** Opening Supplied data block **
Issue #130, opened 2015-10-08
Any functions can compute geodesic distance


KevinChenGit:
Hi Daniele,

I started using Libigl two days ago. This library is just fantastic with amazingly rich features and tutorials! The viewer interface is just perfect. However, I didn't find an explicit function that computes geodesic distance. I think it should be somewhere inside the lib as it is a very fundamental function. Could you give me some instructions? Thank you very much!

Best regards,
Kevin

alecjacobson:
While we don't have explicit functions for geodesic distance it should be very easy to compute approximate distances via:

"Biharmonic Distance" [Lipman et al.] using the `ig::cotmatrix`, `igl::massmatrix` and `igl::eigs`

or 

"Geodesics in Heat" [Crane et al.] using `igl::cotmatrix`, `igl::massmatrix` and `igl::min_quad_with_fixed`.

If you're familiar with Matlab you could use the implementations of either of these in https://github.com/alecjacobson/gptoolbox

`mesh/biharmonic_distance.m` or `mesh/heat_geodesic.m`

For now, we'll consider this a feature request.

KevinChenGit:
Thank you very much, Alec!

PR #627, opened 2017-10-28
Geodesic and others

jiangzhongshi:
I added the code of computing exact geodesic as a submodule into libigl.
https://code.google.com/archive/p/geodesic/

Besides, I wrapped a python interface and did a few other minor python improvements.


alecjacobson:
This is cool. A new dependency and module is a big change though. I’d like to see more functionality before including this. Otherwise this might be better suited as a separate project that uses libigl to create a nice, easy to use wrapper.

danielepanozzo:
Hi Alec,

I don't think there is anything else from exact_geodesic that should be exposed. Zhongshi's wrapper exposes all the functionalities. I think this could be merged as is (after the build test will pass) and doing it as a submodule (similar to triangle/tetgen) I think is the way to go.

The other way to do this would be to cut&paste the code of exact_geodesic inside the cpp file of the wrapper, but it will not be a good way since the license is slightly different (MIT) and it will become very hard to maintain.

This is a very useful feature that has been requested a few months ago and I would like to merge it soon if you agree: https://github.com/libigl/libigl/issues/130

jdumas:
Speaking of which, have you also considered looking at [this SIG16 paper](http://i.cs.hku.hk/~xghan/Projects/VTP.htm) as well? (Source code available [here](https://github.com/YipengQin/VTP_source_code), albeit under which licence it's not clear).

jiangzhongshi:
@jdumas Interesting. Actually, the code seems like a modification and improvement of the version I am integrating and share the exact same interface. Ideally, that should work by exactly substituting corresponding files. 
But, yeah they didn't have a license and don't know if extensive tests are done. It's a possible thing to look at.

alecjacobson:
If it’s nothing more than a wrapper then I think it’s better as a separate
repo that depends on libigl or just matches it’s style. Ideally new
dependencies open up new functionality beyond just a wrapper.

danielepanozzo:
I disagree. Computing geodesic distances is a basic and useful feature that is convenient to have  directly integrated in the library and usable whenever is necessary without having to worry about it. Similarly to triangle, tetgen, embree, and lim that are also wrappers over other libraries. I think many people will be interested in having this directly exposed and usable from python too.  Having it as a separate repo would require some effort to use it, it will make it messy to integrate in the python wrappers. I don't really see any downside in adding one extra useful folder to external, this is a complex algorithm that is hard to reimplement. The code is pure c++, it link statically so there is no issue on compiling/linking this on multiple platforms. 

If you are worried about the few extra lines in the cmake, I think it would be possible to integrate it as a header-only, but this will make it different from all the other dependencies and I would prefer to keep things uniform.

danielepanozzo:
And I think this would be a good feature to add in the tutorial too

alecjacobson:
Minimal dependencies is a core principle of libigl's design.

We make exceptions to dependencies beyond stl and Eigen when there's a large gain in functionality.

Tetgen, triangle and embree are great examples. Tetgen and triangle have tedious C APIs and directly calling them with Eigen matrices allows a effective way to create meshes that we can call 100+ libigl core functions on.

Embree is a very sophisticated ray-tracing engine that would be difficult to match. We've used it to implement ray-mesh intersection but also other useful functions like projecting cursor movements inside a mesh or computing ambient occlusion.

LIM and cork are _bad_ examples. These are little more than wrappers to other code and AFAIK there are no other libigl functionalities that depend or could benefit from them. LIM has been superseded by SLIM in the main library. Similarly cork is a bit faster but otherwise inferior to the mesh booleans in copyleft/cgal.

This current PR (as of yet) is _only_ adding a straightforward Eigen wrapper to an unsupported library last edited in 2008 implementing a method from 1998. This does not merit another dependency. (FWIW I have many of these lying around for QSlim, El Topo, SCISM, etc. It does not make sense to add all of these to libigl lest it becomes a dumping ground for wrappers).

Currently, this wrapper is probably better (and more useful to others) as a gist.

If this PR also contained a variety of interesting functionality enabled by exact geodesics then the dependency could have more merit.

Alternatively, if this _algorithm_ implemented in libigl-style without dependency, then it would much easier to welcome it into the core library.

jdumas:
QSlim, El Topo, SCISM, etc. sound like useful wrappers to have around as well.
The problem with providing just a gist is that you still have to do the work of integrating the wrapper + the external library into your own project, so need to adapt your cmake script everytime. If this is a function you are likely to use often (such as geodesic), this might be inconvenient.

If you don't want to *clutter* the folder of external dependencies with git submodules, I can also suggest to try adding optional dependencies as CMake external projects (with [`ExternalProject_Add`](https://cmake.org/cmake/help/v3.1/module/ExternalProject.html)). That way CMake will *download*, configure and compile the external dependencies *if they are needed* (i.e. if the corresponding file is enabled and used in the project). `ExternalProject_Add` seems very similar to a git submodule, in that you can specify a SHA1 commit number to point to, but CMake does the job of fetching the project itself.

alecjacobson:
I agree the wrappers are useful. They don't belong in libigl though. The purpose of libigl is not to be a monolithic cmake build system for a bunch of geometry processing libraries. 

ExternalProject_Add would complicate things even more.

jdumas:
While the command for `ExternalProject_Add` is pretty simple to use, I also realize that it downloads projects at `make` time, which is annoying. It makes it difficult to use as a drop-in replacement for git submodules that you would enable/disabled based on an option given by the user.

PR #633, opened 2017-11-03
cgal (dynamic)+libigl (dynamic)+boost configure issue fixed and is working

gaoxifeng:


danielepanozzo:
Hi Xifeng, thanks for the PR. There a few problems:

1. Could you remove the changes to both of the external library? They should not be there.
2. The change to the tutorial cmake file is not necessary
3. I think there are some changes missing in the shared cmakefile, I don't see the lines that we added tonight

Thanks!

jdumas:
And also indent with space :-p

Btw, about the missing flags for this PR, I suggest going for something like `target_compile_options(tgt PRIVATE "/MD$<$<CONFIG:Debug>:d>")` instead, as it should work for both `Release` and `Debug` config, but also for other config like `RelWithDebInfo` and it is also a bit mot concise.

gaoxifeng:
Hi Daniele,

see my response below.

danielepanozzo:
Could you integrate the suggestion proposed by Jeremie? It would be nice to also support RelWithDebInfo.

Also, there are still unnecessary changes to:
external/embree
external/tinyxml2
tutorial/CMakeLists.txt (let's keep it by default to static)

danielepanozzo:
If you give me push permission on your branch I can also directly take care of this

danielepanozzo:
This has been replaced by #634

PR #637, opened 2017-11-06
ShapeUp projection method

avaxman:
With tutorial and demo updated.


alecjacobson:
This looks really cool. Could you please add "Input" / "Output" comments in the headers above each exposed function? See `cotmatrix.h` for an example.

avaxman:
You mean the projection functions? becuase there are such comments in the
shapeup core functions, no?

alecjacobson:
Yeah, I think those are the only ones missing (I just clicked on the first header I saw).

avaxman:
Right. Do I just do that and create another pull request?

avaxman:
hmmm pull requests update automatically, so there it is :-)

PR #667, opened 2017-12-26
Improved slim

danielepanozzo:
1. Added two generic igl functions to cache the sparsity pattern for:
- sparse matrix assembly
- weighted AtA

2. Used them to Improved the running time of SLIM (~10x on the assembly part, overall it will be a 2-4x)


jdumas:
I'm wondering if it wouldn't be faster (more cache-coherent) to sort a `std::vector<Triplet>` and then overwrite `X.valuePtr()` sequentially (if you cannot produce `V` already sorted).

danielepanozzo:
I want to avoid the sort, since it is slow for matrices with millions of entries. In this way, it is actually not even necessary to build the entire triplets vector, it is enough to save the values and the sparse_cached function will assemble the matrix correctly.

jdumas:
Yes I guess you're right :p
** Closing Supplied data block **
Activity: Which of the lines in the material carry the string "then"? Pull them out.

Written reply:
If it’s nothing more than a wrapper then I think it’s better as a separate
If this PR also contained a variety of interesting functionality enabled by exact geodesics then the dependency could have more merit.
Alternatively, if this _algorithm_ implemented in libigl-style without dependency, then it would much easier to welcome it into the core library.
I'm wondering if it wouldn't be faster (more cache-coherent) to sort a `std::vector<Triplet>` and then overwrite `X.valuePtr()` sequentially (if you cannot produce `V` already sorted).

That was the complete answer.